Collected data
PR #105, opened 2021-08-12
Feat/new metadata structure

giovanecosta:


src/components/token/TokenNFTPreview.js
```diff
@@ -49,18 +49,31 @@ const TokenNFTPreview = (props) => {
...
   } else if(nftType === NFT_MEDIA_TYPES.video && fileType) {
     media = (
-      <video controls controlsList="nodownload noremoteplayback" disablePictureInPicture onPlay={onPlayMedia}>
-        <source src={token.meta.nft.file} type={fileType} />
+      <video
+        controls
+        controlsList="nodownload noremoteplayback"
+        disablePictureInPicture
+        onPlay={onPlayMedia}
+        loop={token.meta.data.nft_media.loop}
```
pedroferreira1, line 60: Does it have any problem if `token.meta.data.nft_media.loop` is `undefined`?

pedroferreira1 (approved):

src/components/token/TokenAlerts.js
```diff
@@ -10,7 +10,7 @@ const TokenAlerts = (props) => {
   }, [props.token]);
 
   const bannedAlert = () => {
-    if (!token.banned) {
+    if (!token.meta || !token.meta.data.banned) {
```
andreabadesso, line 13: This expects the token to have `meta.data`, right?

What if the token has the old structure?

src/screens/TokenDetail.js
```diff
@@ -152,14 +152,14 @@ class TokenDetail extends React.Component {
...
-      return this.state.token.meta && this.state.token.meta.nft;
+    const hasNFTMedia = () => {
+      return this.state.token.meta && this.state.token.meta.data.nft_media;
     }
 
     return (
       <div className="content-wrapper flex align-items-center">
         <TokenAlerts token={this.state.token} />
-        { isNFT() ? 
+        { hasNFTMedia() ?
```
andreabadesso, line 162: Why use a ternary when you can just conditionally render inside the method?

Maybe it's personal, but I tend to find ternary operators hard to read and avoidable

andreabadesso (changes requested):

src/components/token/TokenNFTPreview.js
giovanecosta: Nope. It will works just like `false`.

src/components/token/TokenAlerts.js
giovanecosta: It will just evaluate as false, as the old structure doesn't have `meta` property

src/screens/TokenDetail.js
giovanecosta: I agree that in cases where ternary have blocks with multiple lines of html. In this case, we're just deciding what component to render. I think that move it to a function with an `if` and 2 `return` statements is less readable

andreabadesso (approved):

r4mmer:
These changes were made #116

# [TASK GOAL]
Set down, unchanged, the line that contains "giovanecosta: I agree" together with every later line in the records, through the last one.

# [TASK SOLUTION]
giovanecosta: I agree that in cases where ternary have blocks with multiple lines of html. In this case, we're just deciding what component to render. I think that move it to a function with an `if` and 2 `return` statements is less readable

andreabadesso (approved):

r4mmer:
These changes were made #116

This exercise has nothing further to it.